UK Legislation
Patents Act 1977 (Unofficial consolidation)

Cases

Biogen Inc. v Medeva Plc

1997] RPC 1

 

Patents

Case Note Biogen Inc. v Medeva Plc

John Lambert

June 1997

This article previously appeared on the Lancaster Buildings  website

The appeal in Biogen Inc. v Medeva Plc [1997] RPC 1  was the law lords' first opportunity to consider the validity of a patent for a product of genetic engineering. The patent in suit was an artificial molecule of deoxyribonucleic acid ("DNA") coded to induce production of hepatitis B antigens for use in diagnosis and production of a vaccine against the disease.  Sir Kenneth Murray of Edinburgh University found a way to make such molecules.  Biogen Inc. ("Biogen"), a Massachusetts company that Sir Kenneth and other eminent molecular microbiologists had set up, applied for a British patent for the molecule on the 22nd December 1978 and a European patent based on the British application on the 21st December 1979. The principal claim was for:

"A recombinant DNA molecule characterized by a DNA sequence coding for a polypeptide or a fragment thereof displaying HBV antigen specificity, said DNA sequence being operatively linked to an expression control sequence in the recombinant DNA molecule and being expressed to produce a polypeptide displaying HBV antigen specificity when a suitable host cell transformed with said recombinant DNA molecule is cultured, the transformed host cell not producing any human serum proteins and any primate serum proteins other than the polypeptide displaying HBV antigen specificity."

Lord Hoffmann described the claim as to a product identified partly by the way in which it was made ("recombinant DNA molecule") and partly by what it did ("characterized by…" et cetera).
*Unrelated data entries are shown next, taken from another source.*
PR #277, opened 2024-05-20
feat: add regex in resource exceptions

### LINKED ISSUE #276: Feature: support regexes in resource exceptions
**Is your feature request related to a problem? Please describe.**
When mapping the false positives in different kubernetes distributions we found some resources we couldn't exclude due to the name being dependent on random or specific (e.g. Node name) 
Support excluding these resources 
.

Itaykal:
Adds regular expression support to `exceptions/*/*.json` files.

## PR Checklist

- [X] This PR adds new code
- [x] This PR includes test for any new code

## Github Issue
Fixes #276 

## Notes for your reviewers
Not sure this is how this impacts performance.
The behavior of the exception filtration in configmaps and serviceaccounts is now changed to be aligned with all other objects, this as well has some impact on performance.


yonahd:
The PR looks like it would work well.
The issue I have with it is the readability, searchability and the extra work to add new resources here.
The question is if supporting prefixes and suffixes would be better codewise as that would cover the functionality we are currently lacking

Itaykal:
It's quite frustrating to work with...
I thought about adding a flag to enable regex searching on specific exceptions that require them and thus simplifying all "non-regex" searches, something along the lines of this:
```json
{
    "Namespace": ".*-example",
    "ResourceName": "example",
    "Regex": true
}
```
This is also quite unreadable but it grants the efficiency and ease of use of regex while still allowing more readable exceptions when not needed.

Another topic that scares me a bit more then readability is that with some minor human error this could cause false positives.
I think this should be discussed before moving on to readability (and ease of use) as I don't see any way to avoid this risk.

yonahd:
> It's quite frustrating to work with... I thought about adding a flag to enable regex searching on specific exceptions that require them and thus simplifying all "non-regex" searches, something along the lines of this:
> 
> ```json
> {
>     "Namespace": ".*-example",
>     "ResourceName": "example",
>     "Regex": true
> }
> ```
> 
> This is also quite unreadable but it grants the efficiency and ease of use of regex while still allowing more readable exceptions when not needed.
> 
> Another topic that scares me a bit more then readability is that with some minor human error this could cause false positives. I think this should be discussed before moving on to readability (and ease of use) as I don't see any way to avoid this risk.

The damage of a regex too broad would marking unused resources as used which is not great but the damage is less than the reverse.

We obviously want kor to find as many unused resources as possible so we would need to be cautious in this area.

The solution might be to create a separate json for regexes or prefixes and handle it separately

Itaykal:
I've implemented the flag solution as a flag as it's easier to handle later on, wdyt?

yonahd:
Looks much better.
I'd like to have tests in place for this.
Also (not necessarily belonging to this PR but we need to have validators for the exception jsons)

doronkg:
@Itaykal can you rebase the branch so the exceptions folder will go under validation of the new GitHub action added in #295?

yonahd:
> What should be tested here? the regex exception's usability or the validity of the expressions themselves?

I think we need to test the that it excludes 
- regular resource
- regex resource name with regular namespace
- regex namespace regular resource name

kor
yonahd, line 1: This needs to be removed

pkg/kor/kor_test.go
```diff
@@ -130,3 +130,55 @@ func TestGetKubeClientFromInput(t *testing.T) {
 		t.Errorf("Expected valid clientSet")
 	}
 }
+
```
yonahd, line 133: Why not create resource specific tests?

yonahd (commented):
Couple of comments

pkg/kor/kor_test.go
Itaykal: What do you mean by resource specific?

yonahd: For example create a configmap with the name /regex from the exceptions json

Itaykal: if I'm understanding correctly, you're suggesting to test with the objects themselves and not just the name,

If that's truly the case, I'm not sure I see a point in doing so. The functionality of resource exceptions should be the same over all objects and thus only it should be tested and not the way the parameters to said procedure are provided.

Apologies for my delayed response,

yonahd: OK.
Makes sense.
I'll make some order in this kor file soon and split it off, but logically this does cover your code

yonahd (approved):
Lgtm
Thanks!

doronkg:
@Itaykal many exception duplications were added in this PR (probably following the rebasing), can you create a new PR that removes them?

Bonus - enhance the validation workflow (#298) to remove duplications.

A European patent was granted on the 11th July 1990, though it was subject to opposition (more like revocation) proceedings which were not concluded in its favour until the 28th July 1994.  Medeva Plc ("Medeva") developed and prepared to market a third generation hepatitis B vaccine by other techniques.

Biogen sued Medeva for infringing its patent in 1992 and Medeva counterclaimed for revocation of the patent. At first instance, Aldous J (as he then was) found that the patent was valid and infringed. His decision was reversed by the Court of Appeal on the ground that the matter disclosed in the specification did not support the invention, that Biogen was not entitled to claim priority from the date of application of the British patent and that the invention did not involve any inventive step (see Biogen Inc. v Medeva Plc [1995] FSR 1).  Hobhouse LJ, who delivered the judgment of the Court, doubted that the molecule was even an invention at all (see Biogen Inc v Medeva Plc [1995] FSR 4, 29-33).  The House of Lords put to one side the questions of what is or is not an invention and whether Sir Kenneth's work was obvious.  It dismissed the appeal on the ground that the claims were far too broad as there were other ways of producing recombinant DNA molecules.  Even though Sir Kenneth "had won a brilliant Napoleonic victory in cutting through the uncertainties which existed" it was not enough to justify a monopoly of the whole field. As Lord Hoffmann put it: at page 52:

 "The technical contribution made in such cases deserves to be recognized. But care is needed not to stifle further research and healthy competition by allowing the first person who has found a way of achieving an obviously desirable goal to monopolize every other way of doing so."